### Task instructions
In the entries that follow, the line with "- However, the" opens the range and the line with "- However, this" closes it; repeat that range exactly, both lines included.

### Listed entries
Issue #6817, opened 2022-08-19
engien OpenAPI style improvement


lance6716:
### Is your feature request related to a problem?

(only an internal doc, TBD)

### Describe the feature you'd like

(only an internal doc, TBD)

lance6716:
I think we can define a new ProcessResult struct with correct json tags, and convert it from DM's pb.ProcessResult by toml/yaml serde

lance6716:
```
curl "http://127.0.0.1:10245/api/v1/jobs/6c256185-ec52-467b-bf1a-35fd351047c0/status"

{"code":9,"details":[{"@type":"type.googleapis.com/enginepb.ErrorV2","name":"JobNotRunningError","details":"eyJKb2JJRCI6IjZjMjU2MTg1LWVjNTItNDY3Yi1iZjFhLTM1ZmQzNTEwNDdjMCJ9","stack_trace":"\ngithub.com/pingcap/tiflow/engine/pkg/rpcerror.(*Prototype[...]).GenWithStack\n\tgithub.com/pingcap/tiflow/engine/pkg/rpcerror/normalize.go:101\ngithub.com/pingcap/tiflow/engine/servermaster.(*JobManagerImpl).GetJobMasterForwardAddress\n\tgithub.com/pingcap/tiflow/engine/servermaster/jobmanager.go:365\ngithub.com/pingcap/tiflow/engine/servermaster.(*Server).handleForwardJobAPI\n\tgithub.com/pingcap/tiflow/engine/servermaster/server.go:695\ngithub.com/pingcap/tiflow/engine/servermaster.(*Server).forwardJobAPI\n\tgithub.com/pingcap/tiflow/engine/servermaster/server.go:668\ngithub.com/pingcap/tiflow/engine/servermaster.registerRoutes.func1\n\tgithub.com/pingcap/tiflow/engine/servermaster/http.go:48\nnet/http.HandlerFunc.ServeHTTP\n\tnet/http/server.go:2109\nnet/http.(*ServeMux).ServeHTTP\n\tnet/http/server.go:2487\nnet/http.serverHandler.ServeHTTP\n\tnet/http/server.go:2947\nnet/http.(*conn).serve\n\tnet/http/server.go:1991\nruntime.goexit\n\truntime/asm_amd64.s:1594"}]}
```

not sure this is expected for web frontend

gozssky:
Fixed by https://github.com/pingcap/tiflow/pull/7516.

PR #6818, opened 2022-08-19
openapi(engine): improve OpenAPI readablity

lance6716:

Issue Number: ref #6817

the visual change can be verified in `engine/jobmaster/dm/api_test.go`

#### Tests 

 - Unit tests

### Release note 

```release-note
 `None`.
```


engine/executor/dm/worker.go
```diff
@@ -215,7 +215,7 @@ func (w *dmWorker) tryUpdateStatus(ctx context.Context) error {
 	if currentStage == previousStage {
 		return nil
 	}
-	w.Logger().Info("task stage changed", zap.String("task-id", w.taskID), zap.Int("from", int(previousStage)), zap.Int("to", int(currentStage)))
+	w.Logger().Info("task stage changed", zap.String("task-id", w.taskID), zap.String("from", string(previousStage)), zap.String("to", string(currentStage)))
```
GMHDBJD, line 218: Can we use zap.Stringer?

GMHDBJD (approved):
LGTM

engine/executor/dm/worker.go
lance6716: I haven't added String() for this type

engine/jobmaster/dm/api.go
```diff
@@ -29,17 +29,17 @@ import (
...
+	ExpectedStage  metadata.TaskStage         `json:"expected_stage"`
+	WorkerID       frameModel.WorkerID        `json:"worker_id"`
+	ConfigOutdated bool                       `json:"config_outdated"`
+	Status         *dmpkg.QueryStatusResponse `json:"status"`
 }
 
 // JobStatus represents status of a job
 type JobStatus struct {
-	JobID frameModel.MasterID
+	JobID frameModel.MasterID `json:"job_id"`
```
amyangfei, line 40: Is there any regulation that we follow about using `hyphen` or `underscore` in json key.

amyangfei (approved):

PR #6836, opened 2022-08-22
schedulerV3(ticdc): burst add table in a batch way to delay resource allocation

### LINKED ISSUE #6828: all tables dispatched to one nodes after recover from out of memory
As you can see from the monitoring screen below, all tables dispatched to one cdc instance, even though there are 2 available.

This makes the node who carry all tables with heavy burden, more easily to be crashed again.

2 cdc instance，2 changefeed, 300 tables, 600 tables at total, only around 16G memory for each cdc instance.

image
image
image
image

3AceShowHand:

Issue Number: close #6828

add `batchSize` to the `basicScheduler`, each tick add table no more than the batch.

#### Tests 

 - Unit test

### Release note 

```release-note
`None`
```


cdc/scheduler/internal/v3/scheduler/scheduler.go
```diff
@@ -42,3 +42,14 @@ const (
...
+
+const (
+	// defaultBurstAddTableBatchSize is the default batch size of adding tables on each tick,
+	// used by the `BasicScheduler`.
+	// When the owner crashed, it may exist hundreds of tables need to be added by the new owner,
+	// the crashed old owner is going online and not available yet, add tables in batch instead of
+	// add all to captures to wait for the old owner join the cluster .
+	// When there are only 2 captures, and a large number of tables, this can be helpful to prevent
+	// oom caused by all tables dispatched to only one capture.
+	defaultBurstAddTableBatchSize = 50
```
overvenus, line 54: Please make it configurable.

overvenus (approved):

asddongmen (approved):

PR #11595, opened 2024-09-13
sink: avoid memory allocations for transforming ColumnData to Column

### LINKED ISSUE #11590: columnData2Column utilizes too much CPU in a single point component
### What did you do?

Replicate a table with 2 unique keys, which are both union index.

_No response_

### What did you see instead?

Here is a result of CPU profile in `30s`.

[profiling_2024-09-11_20-43-08.zip](https://github.com/user-attachments/files/16964110/profiling_2024-09-11_20-43-08.zip)

图片

The stack is very clear. `model.columnData2Column` utilizes almost one full core. And, GC also works in a heavy load.

The function `model.columnData2Column` is introduced in `v8.1.0`, but we don't know whether it exists in earlier versions or not. 

### Versions of the cluster

TiCDCs after `v8.1.0`.

hicqu:

Issue Number: close #11590 

Avoid to alloc temp objects for ColumnData.

#### Tests 

 - Unit test

### Release note 

```release-note
None
```


asddongmen (approved):

lidezhu (approved):
LGTM

PR #11624, opened 2024-09-24
cordinator(ticdc): Fix Puller Resolved TS Lag Calculation and Deprecate current_ts Field in Stats

### LINKED ISSUE #11561: resolved ts slowest table puller lag become negative year when executing DDL
image

wlwilliamx:

Issue Number: close #11561

#### Summary:
This PR addresses a critical issue in the Puller Resolved TS Lag metric, where the lag was incorrectly displayed as -55 years. The root cause of the problem was the improper initialization of the `CurrentTs` field in the `Stats` structure within `table.pb.go`. This led to a situation where `CurrentTs` remained zero while `ResolvedTs` was correctly populated, resulting in a negative lag calculation that erroneously reflected a time difference of 55 years (from 1970 to the current year).

#### Detailed Explanation:
- **Issue Background:**
  - The Puller Resolved TS Lag was calculated as the difference between `CurrentTs` and `ResolvedTs` from the `Stats` structure.
  - However, the `NewReplicationSet` function did not correctly initialize `CurrentTs`, leading to incorrect lag values when metrics were collected.

- **Design Intent of `current_ts`:**
  - The `current_ts` field was initially designed to record the time at the processor side, which would then be used by the coordinator for lag calculation. This design was meant to avoid including the transmission delay and processing time on the coordinator side, as these could introduce inaccuracies in the lag calculation.
  - However, this potential inaccuracy is minimal since the communication between the processor and coordinator happens within the TiCDC cluster, where network delays are typically in the millisecond range. Given that the lag metric is reported in seconds, any millisecond-level discrepancy is considered acceptable.
  - Deprecating the `current_ts` field may introduce a slight inaccuracy in the lag calculation, as the "current time" will now be fetched directly by the coordinator rather than from the processor. This could result in a minor error due to transmission delays and processing time. However, this inaccuracy is negligible for practical purposes, as the delay is typically within milliseconds and does not significantly impact the metric, which is measured in seconds.
  - Additionally, since this field was part of the protobuf (`pb`) structure, it added extra overhead to every network transmission by carrying an additional value. It also introduced more complexity into the code, requiring maintenance of this field, which was part of the issue that led to the incorrect metric calculations in this case.

- **Root Cause:**
  - The use of `CurrentTs` from the `Stats` structure was flawed because this timestamp was not reliably up-to-date.
  - The metric calculation requires the "current time," which should always be fetched directly from PD to ensure accuracy, rather than relying on a potentially outdated `CurrentTs` stored in the `Stats` structure.

- **Solution Implemented:**
  - This PR updates the metric calculation to fetch the latest "current time" directly from PD whenever calculating the lag.
  - All references to the `CurrentTs` field within the codebase, particularly in metric calculations, have been updated to reflect this change.
  
- **Deprecation of `current_ts` Field:**
  - The `current_ts` field in the `Stats` structure, defined in `cdc/processor/tablepb/table.proto`, has been marked as deprecated.
  - The `Stats` structure is used for data transmission between the Coordinator and Processor, where `current_ts` was unnecessarily included in the state for each Table Span.
  - This PR removes all dependencies on `current_ts` within the project, ensuring that the Coordinator and Processor no longer rely on this outdated field.

#### Impact:
This PR ensures accurate lag calculation in the Puller Resolved TS Lag metric and removes the outdated `current_ts` field, improving both performance and maintainability by reducing unnecessary transmission overhead and field maintenance. While this change may introduce a slight inaccuracy in the lag calculation due to the use of coordinator-side timestamps, this impact is minimal and well within acceptable thresholds.

#### Tests 

 - Unit test
 - Integration test

No. The deprecation of the current_ts field in the Stats structure is backward-compatible because the field is not actively used elsewhere in the project beyond the affected metrics. The existing field remains in the protocol buffer definition but is marked as deprecated, so it won’t break compatibility with older versions that still use the field.

No.

### Release note 

```release-note
Fix the issue that the puller resolved ts lag metric shows incorrect values. #11561
```


cdc/processor/tablepb/table.proto
```diff
@@ -65,7 +65,7 @@ message Stats {
     // Number of captured regions.
     uint64 region_count = 1;
     // The current timestamp from the table's point of view.
-    uint64 current_ts = 2 [(gogoproto.casttype) = "Ts"];
```
3AceShowHand, line 68: can we remove this field?

3AceShowHand (approved):

cdc/scheduler/internal/v3/coordinator.go
```diff
@@ -449,7 +449,13 @@ func (c *coordinator) maybeCollectMetrics() {
 	}
 	c.lastCollectTime = now
 
+	pdTime := time.Now()
```
wk989898, line 452:
```suggestion
	pdTime := now
```

wlwilliamx: Good suggestion!

cdc/processor/tablepb/table.proto
wlwilliamx: Currently, we cannot directly remove the current_ts field from the protobuf (pb) definition. Although this message is used solely for communication within the TiCDC cluster, there is a risk of incompatibility during rolling upgrades. In such scenarios, different versions of TiCDC (coordinator and processor) may coexist, and removing the current_ts field could lead to communication errors between nodes running different versions.

However, the field is being deprecated and is no longer used for any critical functionality. Once we are confident that it is not in use across any versions, we can plan to safely remove it in a future release without breaking compatibility.

asddongmen (approved):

### Response
  - However, the `NewReplicationSet` function did not correctly initialize `CurrentTs`, leading to incorrect lag values when metrics were collected.

- **Design Intent of `current_ts`:**
  - The `current_ts` field was initially designed to record the time at the processor side, which would then be used by the coordinator for lag calculation. This design was meant to avoid including the transmission delay and processing time on the coordinator side, as these could introduce inaccuracies in the lag calculation.
  - However, this potential inaccuracy is minimal since the communication between the processor and coordinator happens within the TiCDC cluster, where network delays are typically in the millisecond range. Given that the lag metric is reported in seconds, any millisecond-level discrepancy is considered acceptable.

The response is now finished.